Re: callchain map refcounting fixes was Re: [PATCH perf/core] perf script: fix a use after free crash.
From: Krister Johansen
Date: Thu Oct 06 2016 - 02:13:46 EST
On Wed, Oct 05, 2016 at 08:45:24AM -0300, Arnaldo Carvalho de Melo wrote:
> Em Sat, Oct 01, 2016 at 08:13:36PM -0700, Krister Johansen escreveu:
> > If dso__load_kcore frees all of the existing maps, but one has already
> > been attached to a callchain cursor node, then we can get a SIGSEGV in
> > any function that happens to try to use this cursor with the invalid
> > map. Use the existing map refcount mechanism to forestall cleanup of a
> > map until the cursor iterates past the node.
>
> Seems ok, thanks for working on this! Can you provide a test case that
> causes the SEGV so that I can, in addition to reviewing your changes and
> auditing the code to check if all cases ara plugged, to reproduce the
> problem?
Absolutely. Thanks for taking the time to look it over.
AFIACT, this occurs when you're probing a .ko with its own debug
information, but when the kernel has none. The kernel and all of the
in-tree modules were built through an RPM build that strips out
debuginfo into a separate package.
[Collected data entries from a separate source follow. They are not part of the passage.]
Issue #12, opened 2020-05-07
map/dict based approach to Encoding and Decoding channel data


tiholic:
To overcome the brittleness of ordered encoding and decoding from iOS, Android and Flutter side, we must follow KVP based serialization and deserialization approach.

Related discussions:
https://github.com/ably/ably-flutter/pull/5#discussion_r419159554
https://github.com/ably/ably-flutter/pull/5#discussion_r419159258
https://github.com/ably/ably-flutter/pull/6#discussion_r420359338

paddybyers:
> we must follow KVP based serialization and deserialization approach

It's not mandatory to use an encoding in which key names are explicit (ie json or msgpack) if we can avoid the brittleness. For example, if we can have a single file that defines the schema (ie the field names and the types for each member of each class), and we can have a way to ensure that all 3 parts (dart, ios, android) implement the same schema then that's ok.

QuintinWillison:
Thanks @paddybyers - that's an interesting approach which would also reduce the amount of code we have to write and transliterate - reducing the "triple-handing" when it comes to serialisation and deserialisation per value.

The last time I played with protocol buffers it always felt a bit turbulent, but then that may have just been the process of building and running the right version of the `protoc` tooling. That may have improved in the last few years.

Regardless, this approach could work with any schema-based code generator. What other options might there be when it comes to that tooling? Or might we consider writing something ourselves?

@tiholic, what do you think? Have you worked with code generation much, yourself? I haven't particularly but it's an area that does interest me.

tiholic:
@QuintinWillison I have worked on json based code generation with a custom generator for java. I feel we can try protoc. I've been exploring on that.

QuintinWillison:
Great. Thanks! Looking forward to seeing what you come up with. 😀

tiholic:
We can close this as it is already implemented. We have #28 for switching codec to a more robust solution.

PR #13, opened 2020-05-23
re-codec using JSON and Codegen

tiholic:
### JSON based encoding and decoding.

Encoders and Decoders will now return `JSON` from `Ably type` and return `Ably type` from `JSON`
Addressing: https://github.com/ably/ably-flutter/issues/12

### Codegen for constants that need to be in Sync on platform side and flutter side

* Generate codec types (Addressing: https://github.com/ably/ably-flutter/pull/5#discussion_r419159258)
* Generate method names for `MethodChannel` and `EventChannel`
* Generate Properties of all transferable objects (Ex: `ClientOptions.authUrl`, `ClientOptions.authMethod`, etc)

**PS**
protobuf based codec didn't turnout to be a good approach as per [trails](https://github.com/ably/ably-flutter/tree/feature/protobuf-codec) and [discussions](https://ably-real-time.slack.com/archives/C030C5YLY/p1589891505276600).

And other approaches like flatbuffers don't have direct support for Objective-C, but support Swift which would require us to port iOS platform code to Swift.


ios/Classes/codec/AblyFlutterReader.m
```diff
@@ -54,87 +66,102 @@ use an explicitly received null from Dart (manifesting this side as a nil id)
...
+    READ_VALUE(o, queueMessages, jsonDict, TxClientOptions.queueMessages);
+    READ_VALUE(o, echoMessages, jsonDict, TxClientOptions.echoMessages);
+    READ_VALUE(o, recover, jsonDict, TxClientOptions.recover);
+    READ_VALUE(o, environment, jsonDict, TxClientOptions.environment);
+    READ_VALUE(o, idempotentRestPublishing, jsonDict, TxClientOptions.idempotentRestPublishing);
+    READ_VALUE(o, fallbackHosts, jsonDict, TxClientOptions.fallbackHosts);
+    READ_VALUE(o, fallbackHostsUseDefault, jsonDict, TxClientOptions.fallbackHostsUseDefault);
+    ON_VALUE(^(const id value) { o.defaultTokenParams = [AblyFlutterReader readTokenParams: value]; }, jsonDict, TxClientOptions.defaultTokenParams);
+    READ_VALUE(o, defaultTokenParams, jsonDict, TxClientOptions.defaultTokenParams);
+    //Following properties not supported by Objective C library
```
QuintinWillison, line 117: I think I would prefer that the message conveyed in this comment and the commented out lines below it (even though they would never compile in their current form given the refactor!) was moved somewhere a bit more prominent. Perhaps the developer notes for now? Or an issue - perhaps with an 'investigate' or 'question' label? I like that you want to keep a record of this but it feels lost here.

This also applies to the writer so I've not separately commented there (i.e. `encodeErrorInfo:` method therein).

ios/Classes/codec/AblyFlutterWriter.m
```diff
@@ -3,59 +3,69 @@
...
+#import "AblyPlatformConstants.h"
 
 
 @implementation AblyFlutterWriter
 
 - (void)writeValue:(id)value {
     if([value isKindOfClass:[ARTErrorInfo class]]){
-        [self writeErrorInfo: value];
+        [self writeByte:errorInfoCodecType];
+        [self writeValue: [self encodeErrorInfo: value]];
```
QuintinWillison, line 14: General observation but there is some inconsistency across your commits in respect of spaces after colons in message sending statements. I would prefer no spaces. So for this line, simply:

```suggestion
        [self writeValue:[self encodeErrorInfo: value]];
```

lib/src/codec.dart
```diff
@@ -96,163 +73,222 @@ class Codec extends StandardMessageCodec {
...
+    v.clientId = readFromJson<String>(jsonMap, TxTokenParams.clientId);
+    v.nonce = readFromJson<String>(jsonMap, TxTokenParams.nonce);
+    v.timestamp = readFromJson<DateTime>(jsonMap, TxTokenParams.timestamp);
+    v.ttl = readFromJson<int>(jsonMap, TxTokenParams.ttl);
+    return v;
   }
 
-  AblyMessage decodeAblyMessage(ReadBuffer buffer){
+  AblyMessage decodeAblyMessage(Map<String, dynamic> jsonMap){
+    if(jsonMap==null) return null;
```
QuintinWillison, line 245: My gut feeling without looking at how this is called more deeply is that this feels like a null argument exception... or do you document this behaviour somewhere?

bin/codegencontext.dart
```diff
@@ -0,0 +1,152 @@
...
+  // Custom type values must be over 127. At the time of writing the standard message
+  // codec encodes them as an unsigned byte which means the maximum type value is 255.
+  // If we get to the point of having more than that number of custom types (i.e. more
+  // than 128 [255 - 127]) then we can either roll our own codec from scratch or,
+  // perhaps easier, reserve custom type value 255 to indicate that it will be followed
+  // by a subtype value - perhaps of a wider type.
+  //
+  // https://api.flutter.dev/flutter/services/StandardMessageCodec/writeValue.html
+
+  //Ably flutter plugin protocol message
```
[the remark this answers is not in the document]
tiholic: Addressed in 5f5c60d9c1fcb292d83f5a892fa628529b55328e

lib/src/codec.dart
QuintinWillison: @tiholic ?

ios/Classes/codec/AblyFlutterReader.m
QuintinWillison: @tiholic ?

(oh, and also, please use proper form "Objective-C", never "Objective C" or - in my opinion worse - "Obj-C" 🤢 )

bin/README.md
```diff
@@ -0,0 +1,17 @@
+## Code generation to keep platform constants in sync
```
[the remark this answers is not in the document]
QuintinWillison: @tiholic have you addressed this one? Thanks.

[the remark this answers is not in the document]
tiholic: Yes. I wasn't able to add a review comment earlier. This has been resolved.

ios/Classes/codec/AblyFlutterReader.m
tiholic: Yes. I wasn't able to add a review comment earlier. This has been resolved.

lib/src/codec.dart
tiholic: @QuintinWillison updated documentation for codec.dart - 237315e9a5b5a65bdc7abe091f4611bd4ef32c77

tiholic:
@QuintinWillison renamed `_CodecEncoder` and `_CodecDecoder`, bit I'd prefer leaving the class name `_CodecPair` as is because the class extending `StandardMessageCodec` is named as `Codec` ([ref](https://github.com/ably/ably-flutter/blob/feature/codec-upgrade/lib/src/codec.dart#L45))

https://github.com/ably/ably-flutter/commit/2a49b9693e08ee53aa8602f213535a0b6bcbc169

On this particular system, the
kernel debuginfo packages were not installed. However, I had recently
changed a dkms build of an external module to use -g and to not strip.
We had one lonely .ko with all of its debug information inside, and a
kernel that perf was going to need to use kallsyms. I was able to
insert the kprobe into the module and record events. It was just script
and report that caused the core.
It should be possible to reproduce this by running script against a
trace that was recorded from kprobes in a module that has debug
inforation, but while running a kernel that does not. I didn't specify
any special options for lookup of vmlinux. I just let the tool figure
it out.
If you think it'd be useful, I can send along the notes that I took when
I debugged this. They're about 15k, which is why I would hesitate to
send it to the entire list unsolicited.